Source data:
PR #486, opened 2019-08-10
Fix behaviour of `Tools` > `Memory Viewer`.

denisfa:
@rkitover This is like one of those dumb segfaults that I mentioned earlier. As soon as you click this item, it appears a wxWidgets error message. It has been like this since my pr to remove most of the compilation warnings... 

@retro-wertz You are interested on this, at least at the time of the issue reporting. Check if this is what you want and test it, please. I know I can see rows of memory maps, but I don't know if they are correct or not. The GUI behaviour I could test myself, but we need to be sure that I am not going to break something else with this solution.

Feel free to comment whatever you want. If there is some type of improvement desired, leave a note. I will be off from now until next wednesday (14.8.19) to focus on personal stuff. When I am back, I will see what I can do for this.

### DIFF
--- a/src/wx/viewsupt.cpp
+++ b/src/wx/viewsupt.cpp
@@ -136,7 +136,7 @@ void DisList::MoveSB()
         pos = (topaddr - 100) / 10 + 100;
     else if (topaddr >= maxaddr - 1100)
         pos = (topaddr - maxaddr + 1100) / 10 + 300;
-    else
+    else // FIXME this pos is very likely wrong... but I cannot trigger it
         pos = 250;
 
     sb.SetScrollbar(pos, 20, 500, 20);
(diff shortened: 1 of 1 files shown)


retro-wertz:
nope. this does not fix the problem. this does allow to scroll but memory locations are invalid. Actually only the 0 - 0x2B0 is correct and the rest are invalid now.
Screenshot_2019-08-10_18-10-43

it even loops back to 0x0 once you go past 0xFFFFFFFF (which invalid to begin with since usable memory is only up to 0xE00FFFF)
Screenshot_2019-08-10_18-15-50

denisfa:
@rkitover Would you mind merging this? This is not the definitive solution, but at least restores the old behaviour with the corrected values (not giving an error message when we try to open it via menu).

I will keep the original issue open. I cannot tackle this at the moment because I don't quite understand what I have to see in the memory rows.

rkitover:
Of course.

PR #490, opened 2019-08-20
Auto hold buttons.

denisfa:
@rkitover All the issues opened by this user are fun too code. I tested this on `Super Mario Land` (GB).

This is based on `vba-rr` (as in done the same way).

I also had to do some fixes, but attached them here because only discovered them while coding this.


rkitover:
This is fantastic, just please try to write more descriptive commit messages (after the top summary line.)

Describe what you did and how.

denisfa:
@rkitover Ok, I will be more descriptive next time.

PR #491, opened 2019-08-21
Allow UPS patch for GBA games.

### LINKED ISSUE #487: UPS soft-patching fails to work, runs the rom unpatched
### Expected behavior

Soft-patching should just works in most cases unless patch itself is damaged.

### Actual behavior

No softpatching happens when using .ups file

in this example, ill be using .ups named "Pokemon Adventure : Red Chapter 14.5", which itself is a rom patch for Pokemon Fire Red Version 1.0.

1. Download the .ups patch from here: 
2. Rename the file accordingly with the same name of the original rom (aka Pokemon FireRed 1.0)
3. Load the game. If patching works, you should be seeing this title screen instead or the original.

Screenshot_2019-08-15_09-20-33

The failure is because before a patch is applied, the rom size is padded to 0x2000000. UPS patching checks hash for the patch file, the target file and the expected output file after patching, but since the rom size is padded, the hash check portion will cause patching to fail. 

### ROM details

Which games are affected by the issue (please state if GBA or GB game): any using .ups patching

Which games, if any, are NOT affected by the issue (please state if GBA or GB game):

Include screenshots of ROM Information (File > ROM Information):

If you are using a BIOS file, please say which one.

### Option details

Video driver (simple, opengl):
gl

Sound driver (directsound, xaudio, openal, SDL):
sdl

### Build details

archlinux

If using Linux, specify if using xorg or Wayland:
xorg

built from master branch 6b18c1f9b886a7241c726518665e12373c5c3942 

### Hardware details:

If your joystick or gamepad isn't working in Linux, please try to troubleshoot
using the information on this page:
https://wiki.archlinux.org/index.php/Gamepad **BEFORE** filing an issue. We use
SDL for joystick support, any problems will generally be an issue with SDL and
**NOT** the emulator.

If relevant, the joystick you are using and the drivers you are using for it:

denisfa:
From my very superficial understanding, the `rom[]` resize happens only when `rom_size` is greater than `0x2000000`.

We should probably study this better for an actual explanation.

- Fix #487.

This is a little shady for me... As I don't quite understand what is the problem of resizing `rom[]`. This solution is very simple, though. It should still protect the case for when the resize could happen. This is only for GBA ROMs, it seems (because they are bigger, probably);

### DIFF
--- a/src/wx/panel.cpp
+++ b/src/wx/panel.cpp
@@ -216,7 +216,7 @@ void GameArea::LoadGame(const wxString& name)
         if (loadpatch) {
             // don't use real rom size or it might try to resize rom[]
             // instead, use known size of rom[]
-            int size = 0x2000000;
+            int size = 0x2000000 < rom_size ? 0x2000000 : rom_size;
             applyPatch(pfn.GetFullPath().mb_str(), &rom, &size);
             // that means we no longer really know rom_size either <sigh>
         }


rkitover:
If it works and doesn't break anything I have no problem with it. I won't claim that I understand how a lot of this code works either.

• [Exercise description] In the data above, start at the line that has "This is fantastic, just", stop after the line that has "No softpatching happens when using .ups file", and print every line in between exactly as it stands.

• [Task solution]
This is fantastic, just please try to write more descriptive commit messages (after the top summary line.)

Describe what you did and how.

denisfa:
@rkitover Ok, I will be more descriptive next time.

PR #491, opened 2019-08-21
Allow UPS patch for GBA games.

### LINKED ISSUE #487: UPS soft-patching fails to work, runs the rom unpatched
### Expected behavior

Soft-patching should just works in most cases unless patch itself is damaged.

### Actual behavior

No softpatching happens when using .ups file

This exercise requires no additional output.